The undersigned, being all of the directors of Strategic Distribution, Inc., a
corporation organized and existing under the laws of the State of Delaware (the
"Company"), do hereby consent, pursuant to Section 141(f) of the General
Corporation Law of the State of Delaware, to the adoption of the following
resolutions by the Board of Directors of the Corporation without a meeting and
to the actions authorized thereby:
AMENDMENTS TO XXXXXX EMPLOYMENT AGREEMENT
WHEREAS, the Company wishes to amend certain of the terms of employment contract
of Xxxx X. Xxxxxx, President and Chief Executive Officer of the Company.
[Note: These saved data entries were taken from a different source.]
PR #569, opened 2020-02-25
Fix table editor to recognize first line of file

ryota-abe:
## Description
When inserting a table at the very beginning of the file, the first row is not recognized by the table editor.
image

## Changes
At the first line of the file, the index is 0 and evaluates to falsy. So I changed it to compare with undefined.

## Tested On
 - OS and version: Windows 10 Home 1903
 - Zettlr version:  Latest develop

### DIFF
--- a/source/renderer/assets/codemirror/zettlr-plugin-render-tables.js
+++ b/source/renderer/assets/codemirror/zettlr-plugin-render-tables.js
@@ -49,7 +49,7 @@ const Table = require('../../util/table-helper.js');
       // First get the line and test if the contents resemble a table
       let line = cm.getLine(i)
       if (tableRE.test(line)) {
-        if (!firstLine) {
+        if (firstLine === undefined) {
           firstLine = lastLine = i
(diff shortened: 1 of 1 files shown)


nathanlesage:
Hey, thanks for the PR! I'll have a look in the next week (currently my time resources are segfaulting completely), but just a short info for you: I had to partially revert the changes you implemented for fixing the IME editor, because somehow the first child div introduced an invisible "barrier" at the top of files (if you scrolled down a file, you'd see that the text does not disappear under the toolbar, but actually some pixels before that) :S

ryota-abe:
Okay. I patiently wait 😄

> I had to partially revert the changes you implemented for fixing the IME editor

Thanks for letting me know about it. It seems better not to tweak the invisible div. I'll take another look at this problem.

nathanlesage:
So, just had time to verify, and I did verify, and it did work, as expected, so here we go! どうもありがとうごさいます！

PR #576, opened 2020-02-29
Use Joplin-Turndown for parsing HTML

### LINKED ISSUE #575: [ENHANCEMENT] Replace Showdown with Turndown
## Description

Zettlr uses Showdown.js for converting pasted HTML text into Markdown. That leaves some issues (e.g. #573) due to this conversion being experimental and unmaintained. I propose to replace it with turndown — more specifically, the [joplin-turndown](https://github.com/laurent22/joplin-turndown) branch, which looks better suited for this conversion.

## Proposed Changes

Replace showdown with joplin-turndown. There is also [joplin-turndown-gfm](https://github.com/laurent22/joplin-turndown-plugin-gfm) plugin that might be useful.

## Caveats

Cannot see any: turndown is better maintaned and more configurable.

Zverik:
## Description

Adds `joplin-turndown` with its GFM plugin to convert HTML to Markdown, instead of Showdown. Keeps Showdown for md→html conversion.

Fixes #575.

## Changes

* Added `joplin-turndown` and `joplin-turndown-plugin-gfm` to dependencies.
* Updated `yarn.lock` files.
* Switched showdown with turndown in the editor's `this._cm.on('beforeChange')`.

## Tested On
 - OS and version: Fedora Linux 30
 - Zettlr version: 1.6.0 beta5

I absolutely love how it works now.

### DIFF
--- a/package.json
+++ b/package.json
@@ -45,6 +45,8 @@
         "codemirror": "^5.51.0",
         "command-exists": "^1.2.7",
         "got": "^10.5.5",
+        "joplin-turndown": "^4.0.22",
+        "joplin-turndown-plugin-gfm": "^1.0.12",
         "jquery": "^3.4.1",
         "katex": "^0.11.1",
         "md5": "^2.2.1",
--- a/source/package.json
+++ b/source/package.json
@@ -25,6 +25,8 @@
         "codemirror": "^5.51.0",
         "command-exists": "^1.2.7",
         "got": "^10.5.5",
+        "joplin-turndown": "^4.0.22",
+        "joplin-turndown-plugin-gfm": "^1.0.12",
         "jquery": "^3.4.1",
         "katex": "^0.11.1",
         "md5": "^2.2.1",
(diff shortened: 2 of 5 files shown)


nathanlesage:
Holy hell, it's indeed much better than showdown's very strict not-throwing-away-information approach. Didn't know they made the joplin-library standalone! Again another big dependency, but it does indeed work very good!

Did you double check that there's not another HTML->MD stuff going on where there's still Showdown …?

Zverik:
Yes, that was the only invocation of Showdown's `makeMarkdown` function. The library primary purpose was to convert md→html, and the reverse conversion was an experiment and an afterthought, not very advanced because that wasn't the primary function. The dependency is indeed big, but pasting is among the most used functions, so I believe it's worth adding.

nathanlesage:
> and the reverse conversion was an experiment and an afterthought, not very advanced

… this was the feeling I got myself.

> The dependency is indeed big, but pasting is among the most used functions, so I believe it's worth adding.

Yes, I don't like two different libraries, but for what it's worth, 2 MB won't really matter with the already, like 260 Megabytes, Zettlr is punching on the disks 😄

PR #591, opened 2020-03-08
clarification new block math render CHANGELOG.md

mkoliba:
Added clarification for significant change in the required format for math block equation to render.

## Description
Added clarification for significant change in the required format for math block equation to render. Before double dollar `$$` tags could be the same line with the equation. In this version have to be separate lines. I consider important to document this change in behaviour. 

## Changes
Added clarification in CHANGELOG.md


nathanlesage:
Ah, alright. I see; I removed that behaviour because I thought it's not as often used …?

In case double-dollar-signs should work again, please just open up a new issue! However, retrospectively fixing the Changelog will not be seen by anybody, plus it's a little bit like "rewriting history". However, I'll immediately dispatch a tweet informing everyone of the change!

PR #616, opened 2020-03-15
Fix IME pop-up position again

ryota-abe:
## Description
This is a continuation of [this PR](https://github.com/Zettlr/Zettlr/pull/544) and [this commit](https://github.com/Zettlr/Zettlr/commit/8e27fc760d99a72ac965d24a2856e4c1cbe82637).
Fix the position of the IME popup so that it does not overlap with the typed text.

## Changes
In version 1.6.0, it looks like:
image

with this PR:
image

## Tested On
 - OS and version: Windows 10 1903

## Additional information
The key point is `transform: scaleY(1.1);`. This is a workaround to render the vertical position correctly. Without this, `bottom:` would be ignored 🤷‍♂

### DIFF
--- a/resources/less/geometry/codemirror.less
+++ b/resources/less/geometry/codemirror.less
@@ -15,9 +15,8 @@
       font-size: inherit;
       line-height: inherit;
       height: 1.4375em !important;
-      top: 0 !important;
-      bottom: 0 !important;
-      margin: auto;
+      bottom: -1.4375em !important;
+      transform: scaleY(1.1);
     }
   }
 


nathanlesage:
> The key point is `transform: scaleY(1.1);`.

And this then also works with none of the previously described artefacts and misbehaviours? Especially the invisible margin at the top of the editor?

ryota-abe:
There is no longer invisble margin at the top of the editor (see screenshot above). The appearance and behaviour this time looks good to me 👀

nathanlesage:
Alright, thanks a lot! ☺️

PR #625, opened 2020-03-23
Add configuration file for VS Code

tobiasdiez:
## Description
Add run configuration file for VS Code.

## Changes
- Add run configuration for VS Code so that one simply needs to press F5 to lunch and debug Zettlr.  This is taken from https://www.electronjs.org/docs/tutorial/debugging-main-process-vscode.
- Add gitignore entries for VS Code according to http://www.gitignore.io/api/visualstudiocode

(One could argue that IDE-specific files shouldn't be checked in. I believe that the general consensus is that run configurations and linter / formatting rules are fine, while user-specific settings should be ignored. This is also reflected in the above gitignore.) 

## Tested On
 - OS and version: Win 10
 - Zettlr version: develop


.gitignore
```diff
@@ -13,3 +13,16 @@ yarn.log
 
 # Don't commit ESLint error reports
 eslint_report.htm
+
+# Created by https://www.gitignore.io/api/visualstudiocode
```
nathanlesage: I would change that simply to "Taken from" because semantically it makes more sense without removing the attribution to gitignore.io!

.vscode/launch.json
```diff
@@ -0,0 +1,17 @@
...
+      "cwd": "${workspaceFolder}",
+      "runtimeExecutable": "${workspaceFolder}/node_modules/.bin/electron",
+      "windows": {
+        "runtimeExecutable": "${workspaceFolder}/node_modules/.bin/electron.cmd"
+      },
+      "args" : ["."],
+      "outputCapture": "std"
+    }
+  ]
+}
```
nathanlesage: Ending linebreak? :)

nathanlesage:
Cool! Thanks for implementing! Just had a quick rundown and it surely helps developing a lot!

Please feel free to add this change to the "Under the hood"-section of the changelog including a mention to your GitHub name ("thanks @tobiasdiez for implementing" for example)! Then I'll merge!

tobiasdiez:
Included your feedback.

nathanlesage:
Perfect! Thanks a lot!

Issue #578, opened 2020-03-02
Indentation for sub-lists is way too high


Zverik:
## Description

Consider this list:

```
1. item
2. item
    1. sub-item
3. last item
```

When a sub-item is spanning multiple lines, its indentation is very big, almost half a page. Sometimes the editor fails to see sub-item indexing, and bullets or numbers are not highlighted. See screenshot:

![zettlr-sub-indentation](https://user-images.githubusercontent.com/766031/75715661-d4265b00-5cde-11ea-90ab-77fa04c8e679.png)

(I have 4 spaces before "1." and "2.")

## Reproducing

For a simple case, copy the list above to Zettlr and try adding more words to the sub-item.

## Expected behaviour

Indentation should be smaller — if not ideal (see #511 for the general list indentation issue).

## Platform
 - OS and version: Fedora Linux 30
 - Zettlr Version: 1.6.0 beta5

## Additional information

I understand this is hard to fix, and it's nothing too important. It's okay if this waits until 1.8.

nathanlesage:
> For a simple case, copy the list above to Zettlr and try adding more words to the sub-item.

Have a look at this:

https://github.com/Zettlr/Zettlr/blob/f89e537fcd73335643dcfc5ccb3708fd871ef900/source/renderer/zettlr-editor.js#L446-L458

The "MINOR BUG"-part is what's causing this. Have to go to this again at some point.

Zverik:
Still being worked on in #628.

tobiasdiez:
This should be fixed in the latest development version, or at least not as bad as on the screenshot.

nathanlesage:
Yes, tested it out earlier, seems to work much, much better, even with indentation up to three levels:

![image](https://user-images.githubusercontent.com/17251683/84077806-2ced4a00-a9d8-11ea-82d7-312cc3542d5b.png)

(Ignore the additional indentation caused by the numbers, this is not how one should use lists, but I was too lazy :D)

Issue #511, opened 2020-02-07
List indentation is broken


Zverik:
## Description

When writing lists, both numbered and bulleted, second and further lines for each item are indented incorrectly.

## Reproducing

Write a list with items spanning two or more lines.

## Expected behaviour

![Screenshot 2020-02-07 at 11 47 48](https://user-images.githubusercontent.com/766031/74014639-273b1580-49a0-11ea-94fb-957d0b2607a7.png)

I expected for second lines to be aligned with first, that is, their first letters forming a nice row. Example:

1. Today is the second birthday of Zettlr. Exactly two years, or 730 days, ago, on December 26th, 2017, version 0.5 of Zettlr was publicly released on GitHub.
2. Last year we bumped the version to 1.0 as a birthday present, but as I have reiterated multiple times already, the “real” version 1.0 was reached when we released Zettlr 1.3, so this year Zettlr will not receive a major version update.
1. Back then, I promised to be releasing the results of the data that has amassed over the past years to show you how an app can proliferate globally.

## Platform
 - OS and version: macOS 10.14.5, same for Fedora 31
 - Zettlr Version: 1.5.0
 - Screen Resolution: 2560×1440

nathanlesage:
This has to do with the font. It does work with monospaced fonts (that is, currently, the Bielefeld theme). It has to do with the character widths. It is both known and (probably?) more of a feature than a bug. I'm not sure I can fix this, but well, I'll keep this open, maybe something works out.

Zverik:
Thing is, for all four themes the indentation is wrong, even for the monospaced one:

![Screenshot 2020-02-07 at 12 38 58](https://user-images.githubusercontent.com/766031/74018400-ea265180-49a6-11ea-8506-e30650f6c948.png)

![Screenshot 2020-02-07 at 12 38 48](https://user-images.githubusercontent.com/766031/74018403-eabee800-49a6-11ea-92b2-bccf94929b93.png)

![Screenshot 2020-02-07 at 12 38 24](https://user-images.githubusercontent.com/766031/74018404-eabee800-49a6-11ea-93a4-b0dd31e44214.png)

nathanlesage:
> I understand you're using not built-in lists, but are approximating the formatting using spaces or calculated indents, but let's keep this one as a possible enhancement

In fact, it's one of these instances where I stackoverflowed back in the day:

[...]

Issue #470, opened 2020-01-10
Nested lists: tabulations cannot be used


Beurt:
Hi,

Thank you for Zettlr, it seems a very interesting tool!

I found a strange behaviour with nested list in my own Mardown files (I have already thousands!): when the list levels are marked with tabs they are not recognized by Zettlr. For instance (`\t` is for a tabulation):

```
- level 1
\t- level 2
- level 1
```
Renders as:

> - level 1
> - level 2
> - level 1

But it should render as:

> - level 1
>     - level 2
> - level 1

When tabs are converted into (4) spaces, the rendering is correct.

nathanlesage:
Sorry for only answering now, I have forgotten to do so earlier!

To your question: Tab doesn't insert a tab character in Zettlr, but this is by design. Why?

- Tabs can be replaced with four spaces (most commands do that)
- Tabs are sometimes hard to distinguish from multiple spaces, and depending on implementation, you may accidentally end up exporting tabs instead of spaces, so this can be seen as a failsafe.
- Concerning list indentation: If the cursor is between the list sign and the text, you can use `Tab` and `Shift-Tab` to (un)indent the list automatically.

Beurt:
I'm sorry too for the late answer.

The problem was not with new files created with Zettlr, but that if we use in Zettlr some old Markdown files including nested lists using tabulations instead of (4) spaces, their render will be messed up.

For instance, I already have hundreds of such files (my previous Markdown notes) and it is a no go for Zettlr since all my nested lists (that I use a lot) are broken (no more nesting).

nathanlesage:
Ah! Mh … well, after all, maybe it should display either way. Let me have a look

felipehw:
@nathanlesage 
I have a lot of files with markdown indentation marked consistently by TABs. I tried to write with Zettlr but he opts for spaces instead of TABs for indentation.
For what I've read here .... this is by design.
So Zettlr never will support TAB indentation?

nathanlesage:
Well, you can use tabs in Markdown files, but spaces are recommended in cross-device-situations, so that is what's the default, yes. But Zettlr does support tab indentation

felipehw:
But is there a way to configure the nested items in a list, for example, to be marked using TAB instead x whitespaces?
Because I perceive that my TABs got mixed with the whitespaces of the "automatic" indentation ...

nathanlesage:
Umm, might be config option …?

felipehw:
[...]

PR #628, opened 2020-03-23
Fix indent of lists

tobiasdiez:
## Description
Fix the indention of lists (hanging indent).

## Changes
The origin of the problem was the assumption that the characters have width given by `cm.defaultCharWidth()`. Instead, now we really measure the width of the characters and use this value for the indention - this works as expected!

image

## Tested On
 - OS and version: Win 10
 - Zettlr version: develop (isn't this always the case?)

## Additional information
Do you have at test file where I can add the above example (to make testing easier in the future)?


source/renderer/zettlr-editor.js
```diff
@@ -503,6 +521,38 @@ class ZettlrEditor {
...
+  * Computes and returns the width of a character in the monospace font in pixels.
+  * @see https://stackoverflow.com/a/118251/873661
+  */
+  computeSpaceWidth () {
+    if (this._spaceWidth > 0) return this._spaceWidth
+
+    // We use 50 characters in order to get an approximately correct width (clientWidth is an integer)
+    var container = document.createElement('div')
+    container.id = 'measureWidth'
+    container.innerHTML = '<span>&nbsp&nbsp&nbsp&nbsp&nbsp&nbsp&nbsp&nbsp&nbsp&nbsp&nbsp&nbsp&nbsp&nbsp&nbsp&nbsp&nbsp&nbsp&nbsp&nbsp&nbsp&nbsp&nbsp&nbsp&nbsp&nbsp&nbsp&nbsp&nbsp&nbsp&nbsp&nbsp&nbsp&nbsp&nbsp&nbsp&nbsp&nbsp&nbsp&nbsp&nbsp&nbsp&nbsp&nbsp&nbsp&nbsp&nbsp&nbsp&nbsp&nbsp</span>'
```
Zverik: I suggest `'<span>' + '&nbsp'.repeat(50) + '</span>'`

Zverik: (and the same for dashes above)

source/renderer/zettlr-editor.js
```diff
@@ -503,6 +521,38 @@ class ZettlrEditor {
...
+    this._cm.getWrapperElement().appendChild(container)
```
Zverik: Don't we need to remove the container after the calculation? (here and above)

source/renderer/zettlr-editor.js
```diff
@@ -503,6 +521,38 @@ class ZettlrEditor {
...
+    this._monospaceWidth = (container.clientWidth + 1) / 50
+    return this._monospaceWidth
+  }
+
+  /**
+  * Computes and returns the width of a character in the monospace font in pixels.
+  * @see https://stackoverflow.com/a/118251/873661
+  */
+  computeSpaceWidth () {
```
Zverik: This and the above method look very similar. Would it be possible to extract common code to a function?

source/renderer/zettlr-editor.js
```diff
@@ -124,6 +124,9 @@ class ZettlrEditor {
     // Caches the "left" style property during distraction free
     this._leftBeforeDistractionFree = ''
 
+    this._spaceWidth = 0
```
Zverik: Since we're caching the values, what would happen when a user changes the theme with the font?

nathanlesage:
Alright, just had a look at the screenshots — if this really works this great out of the box this is one hell of a relief for me! Thank you so much!

It's rather late here now, so I'll get to it tomorrow (sorry for not getting back to everything today, privately there's a lot happening today, but I'll give it a thorough view tomorrow! Btw also thanks to @Zverik for the first code review, I'll look through all of it :)

source/renderer/zettlr-editor.js
tobiasdiez: They are indeed similar, but have enough difference that I couldn't extract a meaningful common ancestor. Do you have a concert idea of how to achieve this?

source/renderer/zettlr-editor.js
tobiasdiez: Good point. Didn't know that there were different themes. I now added code that listens to theme changes and resets the width. This seems to work somewhat.

For some reason, some of the value of the text-indent in the other themes are off (the padding seems to be ok). I tried to investigate but couldn't find the problem. Maybe this is something for another PR or do you have a suggestion?

tobiasdiez:
Thanks for the review @Zverik. I've now mostly included your suggestions and, moreover, also fixed the display for numbered lists. With this, the following issues should be fixed now https://github.com/Zettlr/Zettlr/issues/511 https://github.com/Zettlr/Zettlr/issues/470 https://github.com/Zettlr/Zettlr/issues/578 (as least for the default theme).

No worries @nathanlesage! There is no hurry.

source/renderer/zettlr-editor.js
```diff
@@ -126,6 +127,11 @@ class ZettlrEditor {
 
     this._spaceWidth = 0
     this._monospaceWidth = 0
+    ipc.on('toggle-theme', (e) => this.resetSpaceCalculation())
+    ipc.on('switch-theme-berlin', (e) => this.resetSpaceCalculation())
+    ipc.on('switch-theme-bielefeld', (e) => this.resetSpaceCalculation())
+    ipc.on('switch-theme-frankfurt', (e) => this.resetSpaceCalculation())
+    ipc.on('switch-theme-karl-marx-stadt', (e) => this.resetSpaceCalculation())
```
nathanlesage: Better approach to this: Only listen to the config-change event (I don't know exactly what it's called, but the `config-provider.js` emits an event as soon as the config has changed — then check if the value of the theme-config-value is different and handle this instead. Keeps the boilerplate a little bit in check! :)

source/renderer/zettlr-editor.js
```diff
@@ -447,30 +453,35 @@ class ZettlrEditor {
     this._cm.on('renderLine', (cm, line, elt) => {
       let monospaceWidth = this.computeMonospaceWidth()
       let spaceWidth = this.computeSpaceWidth()
+      let tabWidth = spaceWidth * 5
       let basePadding = 2.5 * monospaceWidth
 
       // Show continued list/quote lines aligned to start of text rather than first non-space char (hanging indent)
       // MINOR BUG: also does this inside literal blocks.
```
nathanlesage: I think we might drop that comment, as I think I fixed that with my last PR (I don't think that your changes re-introduced that, but we might double-check!)

source/renderer/zettlr-editor.js
```diff
@@ -531,9 +542,9 @@ class ZettlrEditor {
     // We use 50 characters in order to get an approximately correct width (clientWidth is an integer)
     var container = document.createElement('div')
     container.id = 'measureMonoWidth'
-    container.innerHTML = '<span>--------------------------------------------------</span>'
+    container.innerHTML = '<span>' + '-'.repeat(100) + '</span>'
     this._cm.getWrapperElement().appendChild(container)
-    this._monospaceWidth = (container.clientWidth + 1) / 50
+    this._monospaceWidth = (container.clientWidth + 1) / 100
```
nathanlesage: If I understand your approach correct, you're trying to guess the character width by seeing how far a container can go — what does this do on 4k monitors? Is this not a problem, or does it work regardless of screen size? If the former one, we should try to implement as many edge-cases as possible to not have to deal with this in the future again!

source/renderer/zettlr-editor.js
Zverik: Could we make another event that's fired on theme switch and on customcss update? Smth like `update-style`.

source/renderer/zettlr-editor.js
```diff
@@ -447,30 +453,35 @@ class ZettlrEditor {
     this._cm.on('renderLine', (cm, line, elt) => {
       let monospaceWidth = this.computeMonospaceWidth()
       let spaceWidth = this.computeSpaceWidth()
+      let tabWidth = spaceWidth * 5
```
Zverik: Are you absolutely sure it's 5? Quite an unusual number.

source/renderer/zettlr-editor.js
Zverik: Maybe by introducing a function `measureCharWidth(divId, symbol)` — although I'm not sure why you use `-` for measuring spaces for the monospace font, when spaces should have the same width. When using `&nbsp;` for all, you'd have only one argument to the function.

source/renderer/zettlr-editor.js
nathanlesage: Puhhh… until I manage to refactor all the boilerplate in the IPC classes, I'm hesitant in adding new events.

After all, I'm currently planning to remove these `message` IPC calls altogether and replace them with appropriate channels (e.g. `config` for config-events, `fsal` or similar for file system changes, etc …). This would make it more manageable, modular and decentral. But I have to refactor that damned file system beforehand :D

source/renderer/zettlr-editor.js
```diff
@@ -27,6 +27,7 @@ const { trans } = require('../common/lang/i18n.js')
 const generateKeymap = require('./assets/codemirror/generate-keymap.js')
 const EditorSearch = require('./util/editor-search')
 const openMarkdownLink = require('./util/open-markdown-link')
+const ipc = require('electron').ipcRenderer
```
nathanlesage, line 30: I just saw this when looking over this again — please don't do this as of now! Currently all IPC calls are centrally handled in the IPC wrapper classes. It's not good design, I'm that fare, but I'd like to refactor and decentralise the IPCs in one block, and not piece by piece. See also my other comment on the theme switching

source/renderer/zettlr-editor.js
```diff
@@ -406,7 +415,7 @@ class ZettlrEditor {
 
     // We need to update citations also on updates, as this is the moment when
     // new spans get added to the DOM which we might have to render.
-    this._cm.on('update', (cm) => {
+    this._cm.on('update', () => {
```
nathanlesage, line 418: … is this a general behaviour of your linter that it simply strips of all parameters if they aren't used? Because I'd like to revert that. The reason: They don't take up that much real estate and then you know what you can work with if you have to refactor any of the callback functions. It's much easier not to forget some thing this way.

nathanlesage:
Just had a curious look at the Abricotine repository, and look what I found:

https://github.com/brrd/abricotine/blob/develop/app/renderer/cm-init.js#L130

This is how Thomas is dealing with this and it looks much simpler, doesn't it …? Would this work here?

source/renderer/zettlr-editor.js
tobiasdiez: Ok, done!

source/renderer/zettlr-editor.js
tobiasdiez: Yes, this was done automatically. May I suggest you create format guidelines you like and reformat the code accordingly (using ESLint or whatever). In this way, other contributors can safely reformat according to these styles (If I hit reformat now in VS code, there are a lot of changes).

source/renderer/zettlr-editor.js
tobiasdiez: To be honest, I've no idea why it's 5. Was try and error

source/renderer/zettlr-editor.js
tobiasdiez: The character size is measured by creating a span with a lot of spaces in it, and then take the width of this span. This should work regardless of the system. The applied css prevents that this span is ever displayed, so there shouldn't be any side effects.

source/renderer/zettlr-editor.js
tobiasdiez: Good idea. I've now implemented it that way. 👍

tobiasdiez:
I updated the code according to your feedback. Sorry for taking that long to come back to this PR.
Sadly I couldn't try out the new version because of the problems described in #727.

The code in the Abricotine rep doesn't seem to be fundamentally different. They insert a character in the editor, measure it's width and then use this to calculate the proper indent/padding. This is exactly what the new code in this PR does as well. However, we have to deal with a few issues along the way that they don't face (spaces vs tabs, mixed font styles, ...). Any suggests what I should change in particular?

tobiasdiez:
So, I finally was able to test this. It works for me perfectly for the standard theme. For the other themes, it works for the first level but it's still a bit off for the second level. I would leave this to another PR.

So from my point this is now ready for review!

PR #2139, opened 2019-06-08
OC - 10935 Status of event is getting completed when user asked the form status as initial data entry with Rest Import

jkeremian:
Status of event is getting completed when user asked the form status as initial data entry with Rest Import


svadla-oc:
👍

PR #2140, opened 2019-06-10
OC-10953 Participate form breaks with special characters in inputs

jkeremian:
Participate form breaks with special characters in inputs


svadla-oc:
👍

PR #2149, opened 2019-06-12
OC-10968 when formOID of visit based event is invalid or use case insensitive form id in common event, import job never completes

jkeremian:
when formOID of visit based event is invalid or use case insensitive form id in common event, import job never completes


svadla-oc:
👍

PR #2150, opened 2019-06-12
OC-10968 when formOID of visit based event is invalid or use case insensitive form id in common event, import job never completes

jkeremian:
when formOID of visit based event is invalid or use case insensitive form id in common event, import job never completes

(cherry picked from commit be3b66e888535b142e8ad1c2767e46ce45f8fe8e)


svadla-oc:
👍

PR #2151, opened 2019-06-12
OC-10975 Overwriting a non repeating common event form with different version creates a new event. 

jkeremian:
Overwriting a non repeating common event form with different version creates a new event.


svadla-oc:
👍🏻

PR #2155, opened 2019-06-13
OC-10800 Invite modal window is not present when the user first logs in

theywa:
https://jira.openclinica.com/browse/OC-10800


svadla-oc:
👍

PR #2176, opened 2019-06-25
OC-10736:Add participant endpoint should return ONLY one errorCode

Taoli2018:


jmcinerney:
jenkins retest this please

PR #2183, opened 2019-06-27
OC-10980 When study event with repeatKey 1 is sent once but contains more than one form data sections then ONLY first section should get processed

jkeremian:
When study event with repeatKey 1 is sent once but contains more than one form data sections then ONLY first section should get processed


jmcinerney:
jenkins retest this please

PR #2187, opened 2019-06-27
OC-10905 When user is invited via mobile or email then 'participant access code viewed' audit entry is also getting created

jkeremian:
When user is invited via mobile or email then 'participant access code viewed' audit entry is also getting created


jmcinerney:
jenkins retest this please

PR #2190, opened 2019-06-28
OC-10979 Remove Japan from the country list on the Invite modal window

rooney:
https://jira.openclinica.com/browse/OC-10979


svadla-oc:
👍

NOW, THEREFORE, BE IT RESOLVED, that Section 2 of the Executive
Employment Agreement, dated as of April 11, 1997, by and between Xxxx
X. Xxxxxx and the Company (the "Xxxxxx Employment Agreement") be
amended to extend the termination date of the Agreement from May 1,
2000 to May 1, 2003; and be it further
RESOLVED, that Mr. Sergey's minimum Salary under Section 3(a) of the
Xxxxxx Employment Agreement shall be increased from $360,000 per annum
to $400,000 per annum, effective January 1, 1999; and be it further
RESOLVED, that Section 6(b) of the Xxxxxx Employment Agreement be
amended to provide that the Company shall not have the right to
terminate Mr. Sergey's employment as a result of Mr. Sergey's
disability until such time as Mr. Xxxxxx shall have been unable, as a
result of injuries or illnesses that are substantially related to each
other, to perform the duties required of him under the Xxxxxx
Employment Agreement for an aggregate of one hundred eighty (180) days
(whether or not consecutive) during any twelve (12) month period during
the term of the Xxxxxx Employment Agreement; and be it further
RESOLVED, that Clause (vii) of Section 6(d) of the Xxxxxx Employment
Agreement be amended in its entirety to read as follows:
(vii) the acquisition by a person (as such term is used in
Rule 13d-3 promulgated under the Securities Exchange Act of
1934, as amended (the "Act")) other than a shareholder
identified in the Company's most recent proxy statement, of
beneficial ownership (as such term is used in Rule 13d-3
promulgated under the Act) of twenty percent (20%) or more of
the issued and outstanding common stock of the Company (a
"Control Acquisition") if, during the twelve month period
following the Control Acquisition (the "Measurement Year") one
of the following shall occur (A) there is a change in the
composition of the Board of Directors of the Company which
results, on any date during the Measurement Year, in a
majority of the members of the Board being comprised of
individuals who were not members of the Board prior to the
date of the Control Acquisition, or (B) a change in the
composition of the Executive Committee of the Board of
Directors of the Company which results, on any date during the
Measurement Year, in a majority of the members of the
Executive Committee being comprised of individuals who were
not members of the Executive Committee prior to the date of
the Control Acquisition;
and be it further
RESOLVED, that the Chairman of the Company, the Chief Financial Officer
of the Company, and any Vice President of the Company, each acting
singly, hereby is authorized and empowered to execute and deliver in
the name of the Company such agreements, certificates, instruments and
other documents and to take all such other actions as may be necessary,
desirable or appropriate in connection with the matters approved
herein.
ADDITIONAL XXXXXX COMPENSATION MATTERS
WHEREAS, the Company wishes to address certain other compensation matters
related to the Company's employment of Xxxx X. Xxxxxx.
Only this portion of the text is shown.